Belzoni himself became famous – to the extent that Dickens could name-check him in chapter 5 of Sketches by Boz, ‘Seven Dials’ (1836): ‘The stranger who finds himself in “The Dials” for the first time, and stands Belzoni-like, at the entrance of seven obscure passages, uncertain which to take, will see enough around him to keep his curiosity and attention awake for no inconsiderable time.’
It was presumably in an effort to keep himself in the public eye as a respected explorer and archaeologist, rather than as a mountebank, that in 1823 Belzoni undertook to find the source of the Niger, and, like Mungo Park before him, died of disease in the attempt, leaving Sarah destitute in Morocco. (In 1862, Richard Burton, visiting the town of Gwato in Benin where he was buried, found old men who remembered the European giant, but no trace of his grave. Burton also repeated a story that he had been robbed and murdered … ).

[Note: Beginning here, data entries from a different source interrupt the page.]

PR #62946, opened 2024-05-28
feat(code insights): language stats speed improvements by using archive loading

bahrmichael:
We previously improved the performance of Language Stats Insights by introducing parallel requests to gitserver: https://github.com/sourcegraph/sourcegraph/pull/62011

This PR replaces the previous approach where we would iterate through and request each file from gitserver with an approach where we request just one archive. This eliminates a lot of network traffic, and gives us an additional(!) performance improvement of 70-90%.

Even repositories like chromium (42GB) can now be processed (on my machine in just one minute).

---

Caching: We dropped most of the caching, and kept only the top-level caching (repo@commit). This means that we only need to compute the language stats once per commit, and subsequent users/requests can see the cached data. We dropped the file/directory level caching, because (1) the code to do that got very complex and (2) we can assume that most repositories are able to compute within the 5 minutes timeout (which can be increase via the environment variable `GET_INVENTORY_TIMEOUT`). The timeout is not bound to the user's request anymore. Before, the frontend would request the stats up to three times to let the computation move forward and pick up where the last request aborted. While we still have this frontend retry mechanism, we don't have to worry about an abort-and-continue mechanism in the backend.

---

Credits for the code to @eseliger: https://github.com/sourcegraph/sourcegraph/issues/62019#issuecomment-2119278481

I've taken the diff, and updated the caching methods to allow for more advanced use cases should we decide to introduce more caching. We can take that out again if the current caching is sufficient.

Todos:

- [x] Check if CI passes, manual testing seems to be fine
- [x] Verify that insights are cached at the top level

---

Test data:

- sourcegraph/sourcegraph: 9.07s (main) -> 1.44s (current): 74% better
- facebook/react: 17.52s (main) -> 0.87s (current): 95% better
- godotengine/godot: 28.92s (main) -> 1.98s (current): 93% better
- chromium/chromium: ~1 minute: 100% better, because it didn't compute before

## Changelog

- Language stats queries now request one archive from gitserver instead of individual file requests. This leads to a huge performance improvement. Even extra large repositories like chromium are now able to compute within one minute. Previously they timed out.

## Test plan

- New unit tests
- Plenty of manual testing


bahrmichael:
Currently two problems, the `pax_global_header` is probably from my changes in https://github.com/sourcegraph/sourcegraph/pull/62946/commits/ec96924a738785a1316e83d27bac8d64797f9f08.
Screenshot 2024-05-29 at 16 30 00
Screenshot 2024-05-29 at 16 29 49

eseliger:
for the pax_global_header you _might_ be able to get around that issue by adding a `fd.IsRegular()` check. It's a magical file that is unfortunately added to tar archives :|

bahrmichael:
> for the pax_global_header you _might_ be able to get around that issue by adding a `fd.IsRegular()` check. It's a magical file that is unfortunately added to tar archives :|

Thank you for the idea! I found that my changes to the reader have seemed to cause this, which I reverted in https://github.com/sourcegraph/sourcegraph/pull/62946/commits/fb2536ec3cb74a5c4ab6be7e55c08a0c18bf1066.

I'll double check the impact of pax_global_header so we don't report false numbers.

bahrmichael:
The pax_global_header is not counting towards the language stats, because it's skipped at https://github.com/sourcegraph/sourcegraph/blob/0e2a668954f2f8169da51224902865686fa8e472/cmd/frontend/internal/inventory/inventory.go#L89.

eseliger:
great!

cmd/frontend/internal/inventory/inventory.go
```diff
@@ -66,14 +61,8 @@ func getLang(ctx context.Context, file fs.FileInfo, getFileReader func(ctx conte
...
-		attribute.Bool("Safe", safe),
-		attribute.String("MatchedLang", matchedLang),
-	)
-
 	// No content
-	if rc == nil {
+	if rc == nil || skipEnhancedLanguageDetection {
 		lang.Name = matchedLang
 		lang.TotalBytes = uint64(file.Size())
 		return lang, nil
```
eseliger, line 68: could we save the call to getFileReader here at all, if `skipEnhancedLanguageDetection`?

cmd/frontend/internal/inventory/entries.go
```diff
@@ -1,17 +1,70 @@
...
 	"io/fs"
 	"sort"
+
+	"github.com/sourcegraph/sourcegraph/internal/gitserver"
+	"github.com/sourcegraph/sourcegraph/lib/errors"
 )
 
+func (c *Context) All(ctx context.Context, gs gitserver.Client) (inv Inventory, err error) {
+	if c.CacheGet != nil {
+		if inv, ok := c.CacheGet(ctx, string(c.Repo)); ok {
```
eseliger, line 17: does the cache key need to account for what HEAD resolves to as well, or is that intentional to invalidate the cache less frequently?

cmd/frontend/internal/inventory/entries.go
```diff
@@ -1,17 +1,70 @@
...
+		defer func() {
+			if err == nil {
+				c.CacheSet(ctx, string(c.Repo), inv)
+			}
+		}()
+	}
+
+	r, err := gs.ArchiveReader(ctx, c.Repo, gitserver.ArchiveOptions{Treeish: "HEAD", Format: gitserver.ArchiveFormatTar})
+	if err != nil {
+		return Inventory{}, err
```
eseliger, line 31: I wonder if a RevisionNotFoundError here should mean empty inventory but no error? 

Use-case: An empty repo should IIRC throw this error, but that feels expected.

cmd/frontend/internal/inventory/entries.go
```diff
@@ -1,17 +1,70 @@
...
+	}
+
+	invs := make([]Inventory, 0)
+	tr := c.NewTarReader(r)
+	for {
+		th, err := tr.Next()
+		if err != nil {
+			if errors.Is(err, io.EOF) {
+				return Sum(invs), nil
```
eseliger, line 40: not sure how expensive that is but to save on memory here, we could build the sum for every or every N `th` we visit, not just keep 600k inventories in memory

cmd/frontend/internal/inventory/entries.go
```diff
@@ -1,17 +1,70 @@
...
+		case entry.Mode().IsRegular():
+			inv, err := c.fileTar(ctx, th, tr)
+			if err != nil {
+				return Inventory{}, err
+			}
+			invs = append(invs, inv)
+		case entry.Mode().IsDir():
+			// If we want to we could try to optimize cache invalidation at the tree level
+			// here. For now, we only iterate over all the files in the archive.
+			continue
```
eseliger, line 56: I'm not sure if we had that before, but this is the code path that would allow for incremental indexing. We can leave that out for now, but should monitor the latency and load this causes for large repos (i.e., let's check on large cloud customers after the release).

eseliger (approved):

cmd/frontend/internal/inventory/entries.go
eseliger: in that case, we should probably reimplement the caching at the dir level first

camdencheek: Okay, finally got the chance to take another look at this, and I think we should go ahead and move forward with this close to as-is, but using the commit hash as part of the cache key. We do some theoretical extra work by not caching at the tree level, but this also drastically reduces the load on the cache and massively improves the "cold start" time. Since very large repos previously would fail to index at all, this is a big improvement there, and 1.4s for sourcegraph/sourcegraph (a medium-sized repo) on a cache miss is acceptable IMO.

That said, I think we should follow this up by moving the language stats insight from an on-demand thing to a pre-computed thing, slotting it into the existing framework for computing updated values for code insights. That way, no user should see a cold start, and we will also have historical data for this so we could show language stats over time.

eseliger: that sounds great!

cmd/frontend/internal/inventory/entries.go
bahrmichael: At the end of May I gave it a try to cache based on the directory, and found that it's a bit harder than before. This is mainly because now we get a flat list of records, files and directories in them. 

I don't recall exactly if the directory came before the files or after, and am not sure if the order of files and directories is guaranteed. Can you confirm that @eseliger? 

I had two ideas: (1) Remember the directory, process files, and when a new directory appears, cache the above. Discarded that again because it felt too hacky. (2) Load everything into a tree structure and process like before, but then we'll need to load everything and actually lose the benefit directory level caching would bring us.

cmd/frontend/internal/inventory/inventory.go
bahrmichael: I think we can drop the nil check and move the getFileReader call downwards. Previously nil indicated that the language check should be skipped, but we now have that as a bool.

Previous nil init (see deleted code in this PR):
```
	if !useEnhancedLanguageDetection && !forceEnhancedLanguageDetection {
		// If USE_ENHANCED_LANGUAGE_DETECTION is disabled, do not read file contents to determine
		// the language. This means we won't calculate the number of lines per language.
		invCtx.NewFileReader = func(ctx context.Context, path string) (io.ReadCloser, error) {
			return nil, nil
		}
	}
```

New init of according bool:
```
ShouldSkipEnhancedLanguageDetection: !useEnhancedLanguageDetection && !forceEnhancedLanguageDetection,
```

cmd/frontend/internal/inventory/entries.go
bahrmichael: I've pushed an update in https://github.com/sourcegraph/sourcegraph/pull/62946/commits/7e0aeb3a542bf8e81adfa3c762b7e71d5c35c873 where I just took 1000, let me know if you think that a different value is better.

cmd/frontend/internal/inventory/entries.go
bahrmichael: I pushed a change that includes the commitID, and will spin up a ticket for moving this to a pre-computed style.

cmd/frontend/internal/inventory/entries.go
eseliger: > I don't recall exactly if the directory came before the files or after, and am not sure if the order of files and directories is guaranteed. Can you confirm that @eseliger?

I think the order should be guaranteed _within one commit_, but might differ between commits. No 100% guarantee - I'd need to check in the git code to be sure. How important is that? I don't think that's documented behavior of the API today, so would be something implicit we rely on.

bahrmichael: Within one commit is fine. I tried to use the folder as an open or close marker to its files. To determine when all files in a folder have been read and caching that before the whole process completes, the guaranteed order is essential.

Here's what I recall seeing:

```
...
folder1
folder1/a
folder2/a
folder2/b
folder2/c
folder2
folder3/a
...
```

If the enclosing folder always comes before or after the files, we can use the leading or trailing folder to determine when all files have been read. That's all the guarantees I'm looking for here. Either before or after, but always right before or right after all of its files.

cmd/frontend/internal/inventory/entries.go
bahrmichael: Tested it, and this is the error we get on a fresh repo without any commits:

Screenshot 2024-06-26 at 12 06 24

Once there's a commit, we can see this behavior (introduced originally by https://github.com/sourcegraph/sourcegraph/pull/20856).

Screenshot 2024-06-26 at 12 07 46

I agree that showing a styled error message is much more helpful than the error message we currently show.

bahrmichael: I found https://github.com/sourcegraph/sourcegraph/pull/61938 which handles the RevisionNotFoundError and turns it into a "" commit, which then is turned in the error message we see above here:

https://github.com/sourcegraph/sourcegraph/blob/bc49218e6ca9a5d9ab867b9a688a06a2c14ff699/cmd/frontend/backend/inventory.go#L51-L53

If there is no revision, the code execution doesn't get to the point where you recommended handling the error.

Changing the error message will still be helpful.

bahrmichael:
@camdencheek @eseliger I went through your comments on the code, and think this is ready for another review :) Let me know what you think!

cmd/frontend/internal/inventory/inventory.go
```diff
@@ -45,42 +41,33 @@ type Lang struct {
...
-		attribute.String("FileName", file.Name()),
-		attribute.Bool("Safe", safe),
-		attribute.String("MatchedLang", matchedLang),
-	)
-
-	// No content
-	if rc == nil {
+	if skipEnhancedLanguageDetection {
 		lang.Name = matchedLang
 		lang.TotalBytes = uint64(file.Size())
```
camdencheek, line 59: This seems to be missing `lang.TotalLines` when enhanced language detection is disabled. Is that right?

cmd/frontend/internal/inventory/entries.go
```diff
@@ -108,6 +172,33 @@ func (c *Context) file(ctx context.Context, file fs.FileInfo) (inv Inventory, er
...
+
+	lang, err := getLang(ctx, file.FileInfo(), func(ctx context.Context, path string) (io.ReadCloser, error) {
+		return io.NopCloser(r), nil
+	}, c.ShouldSkipEnhancedLanguageDetection)
+	if err != nil {
+		return Inventory{}, errors.Wrapf(err, "inventory file %q", file.FileInfo().Name())
+	}
+	if lang == (Lang{}) {
+		return Inventory{}, nil
+	}
```
camdencheek, line 198: Could you create a followup Linear issue for dealing with "unknown" or "ambiguous" results? Out of scope for this PR, but we should probably improve our handling there.

cmd/frontend/internal/inventory/entries.go
camdencheek: 1000 seems fine to me 🙂

cmd/frontend/internal/inventory/entries.go
camdencheek: This is starting to sound like a leetcode problem 🙂

camdencheek (changes requested):

cmd/frontend/internal/inventory/entries.go
```diff
@@ -1,22 +1,86 @@
...
+	"io"
 	"io/fs"
 	"sort"
+	"strconv"
+
+	"github.com/sourcegraph/sourcegraph/internal/gitserver"
+	"github.com/sourcegraph/sourcegraph/lib/errors"
 )
 
+var maxInvsLength, _ = strconv.Atoi(env.Get("GET_INVENTORY_MAX_INV_IN_MEMORY", "1000", "When computing the language stats, every nth iteration all loaded files are aggregated into the inventory to reduce the memory footprint. Increasing this value may make the computation run faster, but will require more memory."))
```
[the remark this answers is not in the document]
bahrmichael: Will do, thank you!

cmd/frontend/backend/repos.go
```diff
@@ -130,16 +133,11 @@ func (s *repos) GetInventory(ctx context.Context, repo api.RepoName, commitID ap
...
-	if err != nil {
-		return nil, err
-	}
-
 	// In computing the inventory, sub-tree inventories are cached based on the OID of the Git
 	// tree. Compared to per-blob caching, this creates many fewer cache entries, which means fewer
 	// stores, fewer lookups, and less cache storage overhead. Compared to per-commit caching, this
 	// yields a higher cache hit rate because most trees are unchanged across commits.
-	inv, err := invCtx.Entries(ctx, root)
+	inv, err := invCtx.All(ctx, s.gitserverClient, commitID)
```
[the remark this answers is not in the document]
bahrmichael: Yeah, the current approach looks not well rounded. I'm inclined towards Option 1.

cmd/frontend/backend/inventory.go
```diff
@@ -109,54 +103,55 @@ func InventoryContext(logger log.Logger, repo api.RepoName, gsClient gitserver.C
 				gitServerSemaphore.Release(1)
 			}}, nil
 		},
-		CacheGet: func(ctx context.Context, e fs.FileInfo) (inventory.Inventory, bool) {
-			cacheKey := cacheKey(e)
+		CacheKey: func(e fs.FileInfo) string {
+			info, ok := e.Sys().(gitdomain.ObjectInfo)
+			if !ok {
+				return "" // not cacheable
+			}
```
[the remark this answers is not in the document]
eseliger: Yea I'm not sure the tar entries would satisfy this check

eseliger (approved):
A few last comments and Camden should also review, but from a Source perspective, this seems fine

bahrmichael:
FYI: I'm currently focussing on the batch changes work with Bolaji, and will continue to work on this afterwards. Probably by the end of the week.

cmd/frontend/backend/inventory.go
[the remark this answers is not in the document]
bahrmichael: 👍 I stopped using this for the new approach.

cmd/frontend/internal/inventory/inventory.go
bahrmichael: Yes, we can't guess the number of lines without knowing the content.

cmd/frontend/internal/inventory/entries.go
bahrmichael: Looking at the `getLang` function, here are the non-error cases when we return `Lang{}`:

```
if file == nil {
		return Lang{}, nil
	}
```

```
if !file.Mode().IsRegular() || enry.IsVendor(file.Name()) {
		return Lang{}, nil
	}
```

```
if err == io.EOF {
			// No bytes read, indicating an empty file
			return Lang{}, nil
		}
```

None of them look like unknown or ambiguous results to me. (2) deliberately skips files that we don't consider worth checking the language for.

cmd/frontend/internal/inventory/entries.go
```diff
@@ -1,22 +1,86 @@
...
+		default:
+			// Skip symlinks, submodules, etc.
+			continue
+		}
+
+		if len(invs) > maxInvsLength {
+			sum := Sum(invs)
+			invs = make([]Inventory, maxInvsLength)
+			invs = append(invs, sum)
+		}
```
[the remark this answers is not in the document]
bahrmichael: I will keep that in mind! Thank you for the patient and detailed explanation :)

With the rewrite of the tar file processing, I opted to compute the Sum every time we complete an inventory. That's the point where we want to cache, and waiting for too many records doesn't seem worth it. Also the benchmarking for Sum shows that it's not an issue if we call it a bit more often:

```
	// n=1000: ~8500 ns/op
	// n=100: ~1100 ns/op
	// n=10: ~360 ns/op
	// n=5: ~300 ns/op
	// n=2: ~280 ns/op
```

cmd/frontend/internal/inventory/entries.go
bahrmichael: That makes sense to me. Updated this to return an empty inventory.

cmd/frontend/backend/repos.go
```diff
@@ -119,6 +118,10 @@ func (s *repos) GetInventory(ctx context.Context, repo api.RepoName, commitID ap
 		return Mocks.Repos.GetInventory(ctx, repo, commitID)
 	}
 
+	if commitID == "" {
+		return nil, errors.Errorf("Could not find a commit in the repository. Please add a file first.")
+	}
```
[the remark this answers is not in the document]
bahrmichael: I've updated this to return an error that the commitID must not be empty, and updated the four usages of this function to handle the empty commitID. It feels a bit awkward to do that handling in all the places when it could default to an empty Inventory here, but I'm happy to roll with it.

bahrmichael:
@eseliger @camdencheek I completed another pass, and the PR is ready for you to review again. The major change is that I reworked the inventory code to be simpler to test, then added some complicated caching logic, and with @camdencheek decided to drop that caching again. This means the code is now just a bit simpler to test, and doesn't cache except at the repo-level. Let me know what you think!

cmd/frontend/internal/inventory/context.go
```diff
@@ -16,9 +20,15 @@ type Context struct {
 	// NewFileReader is called to get an io.ReadCloser from the file at path.
 	NewFileReader func(ctx context.Context, path string) (io.ReadCloser, error)
 
+	CacheKey func(e fs.FileInfo) string
+
 	// CacheGet, if set, returns the cached inventory and true for the given tree, or false for a cache miss.
-	CacheGet func(context.Context, fs.FileInfo) (Inventory, bool)
+	CacheGet func(context.Context, string, api.CommitID) (Inventory, bool)
```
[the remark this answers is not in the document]
bahrmichael: I used `string` so that it would support the repoId (now with a commitID suffix) as well as the file name (via the CacheKey function) from the other code paths that still use the old approach.

cmd/frontend/graphqlbackend/search_results_stats_languages.go
```diff
@@ -157,7 +157,7 @@ func searchResultsStatsLanguages(ctx context.Context, logger log.Logger, db data
 			}
 
 			// Inventory all full-entry (files and trees) matches together.
-			inv, err := invCtx.Entries(ctx, work.fullEntries...)
+			inv, err := invCtx.Entries(ctx, key.commitID, work.fullEntries...)
```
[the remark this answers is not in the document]
bahrmichael: Reworked this.

cmd/frontend/backend/repos.go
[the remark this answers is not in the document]
bahrmichael: I updated it to align with Option 1.

cmd/frontend/internal/inventory/entries.go
camdencheek: `GetLanguageByFilename` can return an empty string for the language:

```
func main() {
	language, _ := enry.GetLanguageByFilename("hslgha.hsjahsg9")
	fmt.Printf("Language: %q\n", language)
}
```

bahrmichael: Right! I created SRCH-737

cmd/frontend/internal/inventory/entries.go
```diff
@@ -1,17 +1,111 @@
...
+			invs = invs[:0]
+			invs = append(invs, sum)
+		}
+
+		entry := n.Header.FileInfo()
+
+		switch {
+		case entry.Mode().IsRegular():
+			lang, err := getLang(ctx, entry, func(ctx context.Context, path string) (io.ReadCloser, error) {
+				return n.FileReader, nil
```
camdencheek, line 92: When is `FileReader` closed?

cmd/frontend/internal/inventory/entries.go
```diff
@@ -1,17 +1,111 @@
...
+// Based on the benchmarking in entries_test.go, 1_000 is a good number after which we see diminishing returns.
+var maxInvsLength = env.MustGetInt("GET_INVENTORY_MAX_INV_IN_MEMORY", 1_000, "When computing the language stats, every nth iteration all loaded files are aggregated into the inventory to reduce the memory footprint. Increasing this value may make the computation run faster, but will require more memory.")
+var getInventoryTimeout = env.MustGetInt("GET_INVENTORY_TIMEOUT", 5, "Time in minutes before cancelling getInventory requests. Raise this if your repositories are large and need a long time to process.")
+
+func (c *Context) All() (inv Inventory, err error) {
+	// Top-level caching is what we need for users, directory-level caching is to speed up retries if the repo doesn't compute within the timeout.
+	// To help with the latter we detach the context above, instead of introducing rather complicated caching logic (it turned out to be a leetcode problem).
+	// Since we're planning to move this to a pre-computed style anyway, the upsides of introducing complicated code
+	// for retryable caching become less relevant.
+	ctx := context.Background()
```
camdencheek, line 26: Creating a new `context.Background()` is usually not what we want. Instead, we should still pass in a context and use `context.WithoutCancel` to remove the cancellation signal. That way we still retain all the other stuff contexts carry, like tracing information, authentication information, etc.

camdencheek (changes requested):
Almost there! Just a couple of quick things before I think this is ready to go

cmd/frontend/internal/inventory/entries.go
bahrmichael: This happens in `inventory.go` right after the function to get the file reader is called.

```
	rc, err := getFileReader(ctx, file.Name())
	if err != nil {
		return Lang{}, errors.Wrap(err, "Failed to create a file reader.")
	}
	if rc != nil {
		defer rc.Close()
	}
```

I'm adding a unit test to make sure this behavior doesn't break.

cmd/frontend/internal/inventory/entries.go
bahrmichael: That's better indeed! I updated it in https://github.com/sourcegraph/sourcegraph/pull/62946/commits/719c13dc1e35d4d2c444fd542c1770a69e816d5b to use `WithoutCancel` and brought back the trace one level up. I think tracing in the for loop that iterates over files wouldn't bring much value compared to the overhead of creating traces.

cmd/frontend/internal/inventory/entries.go
bahrmichael: You can see the test here: https://github.com/sourcegraph/sourcegraph/pull/62946/commits/f8c5be275b9ededc64df577dadfa874628052fb3

cmd/frontend/backend/inventory.go
```diff
@@ -109,54 +104,57 @@ func InventoryContext(logger log.Logger, repo api.RepoName, gsClient gitserver.C
...
-
-	if !useEnhancedLanguageDetection && !forceEnhancedLanguageDetection {
-		// If USE_ENHANCED_LANGUAGE_DETECTION is disabled, do not read file contents to determine
-		// the language. This means we won't calculate the number of lines per language.
-		invCtx.NewFileReader = func(ctx context.Context, path string) (io.ReadCloser, error) {
-			return nil, nil
-		}
+		NewTarReader: func(reader io.ReadCloser) *tar.Reader {
+			return tar.NewReader(reader)
+		},
```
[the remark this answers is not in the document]
bahrmichael: Nope, we don't need that anymore. Dropped it with https://github.com/sourcegraph/sourcegraph/pull/62946/commits/9c254829b5b23fce60f10dc5ac8602d71a9fa654.

cmd/frontend/backend/inventory.go
```diff
@@ -109,54 +104,57 @@ func InventoryContext(logger log.Logger, repo api.RepoName, gsClient gitserver.C
...
+		ShouldSkipEnhancedLanguageDetection: !useEnhancedLanguageDetection && !forceEnhancedLanguageDetection,
+		GitServerClient:                     gsClient,
+		CommitID:                            commitID,
```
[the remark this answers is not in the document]
bahrmichael: I like that, and also moved the language detection upwards. It felt odd to have the GitServerClient as a field after all the other functions, so I moved that up, too.

Here's the commit for that: https://github.com/sourcegraph/sourcegraph/pull/62946/commits/d0228c7e814a326bcb955b3c10f3b9a5462db153

cmd/frontend/graphqlbackend/git_commit.go
```diff
@@ -348,6 +348,9 @@ func (r *GitCommitResolver) FileNames(ctx context.Context) ([]string, error) {
 }
 
 func (r *GitCommitResolver) Languages(ctx context.Context) ([]string, error) {
+	if r.oid == "" {
+		return []string{}, nil
+	}
```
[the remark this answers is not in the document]
bahrmichael: This came from the conversations https://github.com/sourcegraph/sourcegraph/pull/62946#discussion_r1661566403 and https://github.com/sourcegraph/sourcegraph/pull/62946#discussion_r1661567202.

I wasn't aware that an empty string could mean HEAD and will check the code again. Do you have any objection to making sure we explicitly map empty string to HEAD when that is acceptable, and reject requests otherwise? I would prefer to remove the implicit meaning here.

cmd/frontend/internal/inventory/entries.go
bahrmichael: As far as I can see, it's just the general io problems with leaks when you don't close readers.

In the `All` code we have an ArchiveReader (which now gets closed with https://github.com/sourcegraph/sourcegraph/pull/62946/commits/2d90cef9cacbc557b32c57d6e32da2ac8fc489b7) that gets handed to various `io.NopClosers`.  I think with the ArchiveReader's closing and the other calls to close, we should be safe.

cmd/frontend/graphqlbackend/git_commit.go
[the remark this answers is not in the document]
bahrmichael: I reverted the changes to the handling of non-absolute commits in https://github.com/sourcegraph/sourcegraph/pull/62946/commits/83e5ee30d3a0300d187a46d96fd3d56b924295fb.

It all started with trying to improve the error message, and that lead to a couple bad changes, that we can probably better leave untouched for now.

cmd/frontend/backend/repos.go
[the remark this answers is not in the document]
bahrmichael: I reverted my changes to the error-handling, since there were effects on other parts of the code that I'll better leave untouched for now. More context in https://github.com/sourcegraph/sourcegraph/pull/62946#discussion_r1679570588.

cmd/frontend/graphqlbackend/git_commit.go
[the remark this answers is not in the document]
camdencheek: Thanks!

camdencheek (approved):
Looks great -- thank you!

The posthumous portrait by Jan Adam Kruseman (1804–62) was presumably drawn from the various engravings of Belzoni in Oriental costume which were reproduced for publicity purposes. It currently sits in the Octagon in the Fitzwilliam Museum, flanked by a pair of French neo-classical ceramic statues of Osiris–Antinous, presented to the Museum by none other than Dr J.W.L. Glaisher in 1928, and surrounded by artefacts, including the medal struck to commemorate his opening of the pyramid, a copy of the book of coloured plates published by Murray in 1820 to accompany the Narrative, and many paintings and prints of the Egyptian world created by British artists who were inspired by Belzoni’s writings and achievements to explore for themselves this most astounding of ancient civilisations.